● **Required action**
No line before the one containing "Indeed. But I" is to be output; retype exactly that line and all lines that follow it to the end of the records.

● **Excerpted data**
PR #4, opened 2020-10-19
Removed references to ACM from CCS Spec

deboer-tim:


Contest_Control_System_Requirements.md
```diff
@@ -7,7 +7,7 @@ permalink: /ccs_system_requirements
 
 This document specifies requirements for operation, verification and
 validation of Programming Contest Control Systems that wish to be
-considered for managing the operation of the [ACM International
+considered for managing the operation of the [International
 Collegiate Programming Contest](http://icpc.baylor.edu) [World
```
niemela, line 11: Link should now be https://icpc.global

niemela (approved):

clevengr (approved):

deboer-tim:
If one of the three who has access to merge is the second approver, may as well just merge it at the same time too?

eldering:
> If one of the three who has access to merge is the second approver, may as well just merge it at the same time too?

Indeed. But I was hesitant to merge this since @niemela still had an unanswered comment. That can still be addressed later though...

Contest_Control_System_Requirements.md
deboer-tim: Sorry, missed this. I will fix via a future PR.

● **Response for this exercise**
Indeed. But I was hesitant to merge this since @niemela still had an unanswered comment. That can still be addressed later though...

Contest_Control_System_Requirements.md
deboer-tim: Sorry, missed this. I will fix via a future PR.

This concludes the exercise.